Fruit bats, aviating wonder of nature. Their beauty aside, we can all, with the exception of farmers perhaps, appreciate their propensity to pollinate. Without them we wouldn’t have durian fruit, for instance.

Yet oddly enough, fruit bats don’t necessarily stick to the neighborhood. They may flap vast distances in search of their meals, even dozens of kilometers.

On this note, a team at the Weizmann Institute of Science in Rehovot has resolved a mystery, and modified a Nobel Prize-winning theory while about it: exactly how it is that fruit bats manage to navigate such long distances without having enough “place cell” neurons in their fruit bat brains to do so, theoretically.

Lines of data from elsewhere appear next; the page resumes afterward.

PR #801, opened 2015-06-26
rework write to not be a coroutine

blampe:
@abhinav @breerly @junchaowu

### DIFF
--- a/python/tchannel/tornado/connection.py
+++ b/python/tchannel/tornado/connection.py
@@ -44,6 +44,7 @@ from ..messages.error import ErrorMessage
 from ..messages.types import Types
 from .message_factory import MessageFactory
 from .message_factory import build_protocol_exception
+from .util import chain
 
 try:
     import tornado.queues as queues  # included in 4.2
@@ -294,14 +295,7 @@ class TornadoConnection(object):
 
         fragments = message_factory.fragment(message)
 
-        write_future = self._write(fragments.next())
-
-        for fragment in fragments:
-            write_future.add_done_callback(
-                lambda f: f.exception() or self.write(fragment)
-            )
-
-        return write_future
+        return chain(fragments, self._write)
 
     def _write(self, message):
         """Writes the given message up the wire.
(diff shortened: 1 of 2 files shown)


python/tchannel/tornado/connection.py
```diff
@@ -294,8 +293,15 @@ def write(self, message):
             message_factory = self.response_message_factory
 
         fragments = message_factory.fragment(message)
+
+        write_future = self._write(fragments.next())
+
         for fragment in fragments:
-            yield self._write(fragment)
+            write_future.add_done_callback(
+                lambda f: f.exception() or self.write(fragment)
```
blampe: I think this is wrong, I think I need to `set_exception` on `write_future` to propagate the exception correctly.

junchaowu: lambda f: f.exception() or self.write(fragment)? 

self.write or self._write?

blampe: Yeah should probably be `_write`, is this not tested at all? :(

junchaowu: Well accidentally write() is right but right in a wrong way.

junchaowu: first add_done_callback is not guaranteed the actual callback order.

abhinav: Yeah, this is wrong.

You need to create a result future that you return and if `f.exception()`, you need to `set_exception` (or better, `set_exc_info`) on it. Otherwise, you do `set_result(None)` on it after all chunks are done writing. Currently there's no write-order guarantee either.

Oh and it does weird things with the function scope.

```
>>> def go():
...     functions = []
...     for i in range(5):
...         functions.append(lambda: print(i))
...     return functions
...
>>> for f in go():
...     f()
...
4
4
4
4
4
```

blampe:
ping

abhinav:
whoa 10 days. Don't know how this got missed.

:+1: :shipit:

PR #804, opened 2015-06-26
support for isBusy function

rf:
r @Raynos @jcorbin 

`isBusy` functions take no arguments and return an object with properties `busy` (boolean) and `reason` (string)

### DIFF
--- a/node/service-name-handler.js
+++ b/node/service-name-handler.js
@@ -47,7 +47,7 @@ TChannelServiceNameHandler.prototype.handleRequest = function handleRequest(req,
 
     if (self.isBusy) {
         var busyInfo = self.isBusy();
-        if (busyInfo.busy === true) {
+        if (busyInfo && busyInfo.busy === true) {
             buildRes().sendError('Busy', busyInfo.reason || 'server is busy');
         }
     }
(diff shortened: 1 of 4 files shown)


node/service-name-handler.js
```diff
@@ -21,19 +21,37 @@
...
+    }
 }
 
 TChannelServiceNameHandler.prototype.type = 'tchannel.service-name-handler';
 
 TChannelServiceNameHandler.prototype.handleRequest = function handleRequest(req, buildRes) {
     var self = this;
+
+    if (self.isBusy) {
+        var busyInfo = self.isBusy();
```
Raynos: support returning `null` for performance; creating little objects for every req is going to hurt.

node/test/busy.js
```diff
@@ -0,0 +1,107 @@
+// Copyright (c) 2015 Uber Technologies, Inc.
```
jcorbin: actually include this file from node/test/index.js

node/service-name-handler.js
jcorbin: :+1: , in fact why isn't it just a reason string? YAGNI to the whole info object imo

Raynos:
lgtm

PR #806, opened 2015-06-27
downgrade relay in req timed out to debug

Raynos:
This message is expected under normal conditions. This will
basically happen every time a service times out.

We already have logging and stats for error frames in
general and this creates extra noise.

r: @rf @shannili


rf:
:ok:

ShanniLi:
:+1:

PR #812, opened 2015-06-30
go: Generate Thrift client/service interfaces with context parameter.

prashantv:
- Generate a new client/server interface TChan[Service]
- Implement new interfaces (TChanClient and TChanServer) to integrate with generated code
- Update tests, examples and guide

go-thrift is used to parse the Thrift file, Apache Thrift is used for serialization/deserialization.

@mmihic sorry for the big change - a lot of it is just autogenerated code that can be ignored.


golang/thrift/server.go
```diff
@@ -21,45 +21,106 @@ package thrift
...
-func (s *Server) Register(thriftName string, processorInterface reflect.Type, processor thrift.TProcessor) {
-	handler := &Handler{processor}
-	for i := 0; i < processorInterface.NumMethod(); i++ {
-		methodName := processorInterface.Method(i).Name
-		s.Channel.Register(handler, thriftName+"::"+methodName)
+// Register registers the given TChanServer to be called on any incoming call for its' services.
+// TODO(prashant): Replace Register call with this call.
+func (s *Server) Register(svr TChanServer) {
+	service := svr.Service()
+	s.handlers[service] = svr
```
mmihic: RWMutex?  I know this will typically only be called during initialization so unlikely to be invoked concurrent, but I think it's good for all methods on a given type to have the same concurrency guarantees (either all safe or all unsafe), and the overhead of an RLock is pretty low in a no-write situation.

mmihic:
good stuff.  +1

golang/thrift/server.go
prashantv: Agreed, done.

PR #381, opened 2018-11-15
LANG-1406 StringIndexOutOfBoundsException in StringUtils.replaceIgnor…

drajakumar:
…eCase

PR #422, opened 2019-05-14
LANG-1406: avoid StringIndexOutOfBounds exceptions for some cases of …

geratorres:
…StringUtils.replaceIgnoreCase.
creates new method indexOf(String, String, int, boolean) and changes some logic of indexOfIgnoreCase

### DIFF
--- a/src/main/java/org/apache/commons/lang3/StringUtils.java
+++ b/src/main/java/org/apache/commons/lang3/StringUtils.java
@@ -1471,6 +1471,11 @@ public class StringUtils {
         return CharSequenceUtils.indexOf(seq, searchSeq, startPos);
     }
 
+    private static int indexOf(String str, String searchStr, int fromIndex, boolean ignoreCase) {
+        return ignoreCase ? indexOfIgnoreCase(str, searchStr, fromIndex)
+                : indexOf(str, searchStr, fromIndex);
+    }
+
     /**
      * <p>Finds the n-th index within a CharSequence, handling {@code null}.
      * This method uses {@link String#indexOf(String)} if possible.</p>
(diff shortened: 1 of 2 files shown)


garydgregory:
See error at the end of https://travis-ci.org/apache/commons-lang/jobs/532071438

geratorres:
Thanks!, I ran tests with "mvn clean verify" and didn't get any error, but I see in  https://travis-ci.org/apache/commons-lang/jobs/532071438 is used only "mvn", I fixed now the Bug/Error. I will push it in a moment.

src/main/java/org/apache/commons/lang3/StringUtils.java
```diff
@@ -5624,12 +5638,17 @@ private static String replace(final String text, String searchString, final Stri
...
                  break;
              }
-             end = searchText.indexOf(searchString, start);
+             end = indexOf(text, searchString, start, ignoreCase);
          }
          buf.append(text, start, text.length());
          return buf.toString();
      }
 
+     private static int indexOf(String str, String searchStr, int fromIndex, boolean ignoreCase) {
```
geratorres: I will move this method below indexOf(CharSequence, CharSequence, int) declaration around line 1473

geratorres: java doc suggestions are welcome

chtompki:
We have a variety of pull requests attempting to address [LANG-1406](https://issues.apache.org/jira/browse/LANG-1406), namely: this pull request, #340, #381, and your other one at #420. @geratorres have you looked at #340 and #381 yet? I think that #381 might be closer, but I'm not sure.

geratorres:
> We have a variety of pull requests attempting to address [LANG-1406](https://issues.apache.org/jira/browse/LANG-1406), namely: this pull request, #340, #381, and your other one at #420. @geratorres have you looked at #340 and #381 yet? I think that #381 might be closer, but I'm not sure.

yes, I already checked those pull request, I think that this pull request doesn't look very well  because I also tried to resolve another problem I detected, I have another commit that looks better than this and the other pull requests, this new commit is focused to resolve only the issue 1406, it has minimal changes.  I'm going to close this pull request, delete the fork and create a new pull request, sorry for the bunch of pull requests.

PR #424, opened 2019-05-20
Annotated packages exception, builder, reflect and partially time. 

Kakarot-SSJ4:
Annotated and suppressed warnings to remove errors completely from the following packages:

- Exception 

- Builder

- Reflect

- Time(only the following classes)-
      FastTimeZone.java
      DateUtils.java
      FastDatePrinter.java


garydgregory:
You should discuss why we want this vast a change to the component on the development mailing list. As of now, this is way too many changes for one PR. I am not sure if we will even agree on decorating sources all over the place with annotations. You should start a discussion in the ML...

PR #425, opened 2019-05-26
RandomUtils : comment error

shenqioa:
Modify the error comment


src/main/java/org/apache/commons/lang3/RandomUtils.java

Their discovery, following years of work, modifies the theory of place cells postulated half a century ago, which won their discoverer John O’Keefe a Nobel in 2014. It has to do with how we create maps in our minds.

Let us explain. We, fruit bats and other animals have nerve cells called “place cells” in our brains.

The place cells are in the hippocampus, an area in the brain that is important to memory in general, and to navigation. When the hippocampus is damaged we can suffer memory loss and can’t navigate, explains Prof. Nachum Ulanovsky of the Weizmann Neurobiology Department, who led the study.

When Alzheimer’s hits the hippocampus and place cells become damaged – that explains why people suffering that condition get lost, he adds.

How do place cells work? Each represents one singular space in the environment, it was thought. It’s responsible for remembering that one space, it was thought. When these cells work together, we get a cognitive map of the environment.

In the case of the bat, since they fly in 3-D unlike the earthbound among us, the place cells need to provide a 3-D map, and the bats also need a 3D compass – up, down and around.

“When taken together, I know where I am,” Ulanovsky observes – and so do they. Simultaneous activation of multiple place cells thus enables orientation within a space and enables navigation in the environment, he explains.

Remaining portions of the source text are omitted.